WHAT YOU WILL DO
Search the listing below for the word "string" and copy each line that holds it.

EXERCISE MATERIAL
PR #1305, opened 2023-09-06
FEATURE: refactor okex to future use

MengShue:
1. To add `QueryTrades() , QueryClosedOrders(), QueryOrderTrades()` Need to refactor okex structure first, otherwise I can't use requestgen easily.
2. The following 1 - 2 PR will add  `QueryTrades() , QueryClosedOrders(), QueryOrderTrades()`

### DIFF
--- a/pkg/exchange/okex/exchange.go
+++ b/pkg/exchange/okex/exchange.go
@@ -35,10 +35,7 @@ type Exchange struct {
 }
 
 func New(key, secret, passphrase string) (*Exchange, error) {
-	client, err := okexapi.NewClient()
-	if err != nil {
-		return nil, err
-	}
+	client := okexapi.NewClient()
 
 	if len(key) > 0 && len(secret) > 0 {
 		client.Auth(key, secret, passphrase)
--- a/pkg/exchange/okex/exchange.go
+++ b/pkg/exchange/okex/exchange.go
@@ -34,7 +34,7 @@ type Exchange struct {
 	client *okexapi.RestClient
 }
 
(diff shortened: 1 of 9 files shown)


gx578007 (approved):

pkg/exchange/okex/okexapi/client.go
```diff
@@ -60,34 +61,26 @@ const (
...
 	Key, Secret, Passphrase string
-
-	TradeService      *TradeService
-	PublicDataService *PublicDataService
-	MarketDataService *MarketDataService
 }
 
-func NewClient() *RestClient {
+func NewClient() (*RestClient, error) {
 	u, err := url.Parse(RestBaseURL)
```
c9s, line 70: if we really want to check this error, could we move this parse into the init func.

constructor design should avoid return error, or the error should be checked outside of the constructor

```
var parsedBaseURL *url.URL
func init() {
      parsedBaseURL, err := url.Parse(RestBaseURL)
      if err != nil {
              panic(err)
      }
}
```

pkg/exchange/okex/exchange.go
```diff
@@ -46,15 +46,15 @@ func New(key, secret, passphrase string) *Exchange {
 		secret:     secret,
 		passphrase: passphrase,
 		client:     client,
-	}
+	}, nil
```
c9s, line 49: the error here can be removed

MengShue: Yes, I forgot it.

c9s (approved):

ANSWER TO THIS PROBLEM
 func New(key, secret, passphrase string) (*Exchange, error) {
 	Key, Secret, Passphrase string
@@ -46,15 +46,15 @@ func New(key, secret, passphrase string) *Exchange {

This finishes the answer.